🤖 AI Summary
This work investigates whether large language models (LLMs) can directly and robustly translate abstract, standards-derived requirements into executable CARLA simulation configuration code in automotive industrial settings. Methodologically, it conducts the first systematic end-to-end “requirement → code” evaluation of LLMs—employing prompt engineering, domain-knowledge injection, and CARLA API-constrained decoding—on open-source models including Llama and Mistral. Results show that while LLMs achieve 68% functional correctness on structured requirements, failure rates rise sharply to 41% when confronted with real-world industrial challenges such as ambiguous phrasing or cross-document references. The study reveals a significant gap between current LLMs’ high-level semantic understanding capabilities and practical industrial deployment readiness, underscoring the indispensable role of human oversight. Furthermore, it establishes a novel benchmark and methodological framework for evaluating domain-specific LLMs in safety-critical, standards-driven domains.
📝 Abstract
Large Language Models (LLMs) are taking many industries by storm.

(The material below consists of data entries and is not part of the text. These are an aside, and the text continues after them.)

PR #267, opened 2015-04-03
Track analytics on every page, identify upon sign in

mixonic:
A step forward with https://github.com/aptible/diesel.aptible.com/issues/230. This tracks the page on every page change, as well as moving the identify step into the Torii adapter.

@sandersonet for you to review/merge. I suggest you take a look at what kind of data this generates on staging.

### DIFF
--- a/app/aptible/torii-adapter.js
+++ b/app/aptible/torii-adapter.js
@@ -15,6 +15,7 @@ function persistSession(accessToken){
 }
 
 export default Ember.Object.extend({
+  analytics: Ember.inject.service(),
   fetch: function(){
     var store = this.store;
     return new Ember.RSVP.Promise(function(resolve){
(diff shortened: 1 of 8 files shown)


app/aptible/torii-adapter.js
```diff
@@ -73,5 +79,15 @@ export default Ember.Object.extend({
       clearSession();
       resolve();
     });
+  },
+
+  identifyToAnalytics(user) {
+    const email = user.get('email');
+    this.get('analytics').identify(email, {
```
sandersonet: When we know the ID of the user, this should be ID.

mixonic: So in the `query-box` component we use the email b/c we have no other identifying information yet. Using email elsewhere was just to make sure those people get mapped to real users.

It could be by id, but then I would change the `query-box` component to just send a traits object and let it auto-identify

mixonic: So in the `query-box` component we use the email b/c we have no other 
identifying information yet. Using email elsewhere was just to make sure 
those people get mapped to real users.

It could be by id, but then I would change the `query-box` component to 
just send a traits object and let it auto-identify

sandersonet:
Rebased and merging, thanks @mixonic!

They possess impressive reasoning capabilities and are capable of handling complex problems, as shown by their steadily improving scores on coding and mathematical benchmarks. However, are the models currently available truly capable of addressing real-world challenges, such as those found in the automotive industry? How well can they understand high-level, abstract instructions? Can they translate these instructions directly into functional code, or do they still need help and supervision? In this work, we put one of the current state-of-the-art models to the test. We evaluate its performance in the task of translating abstract requirements, extracted from automotive standards and documents, into configuration code for CARLA simulations.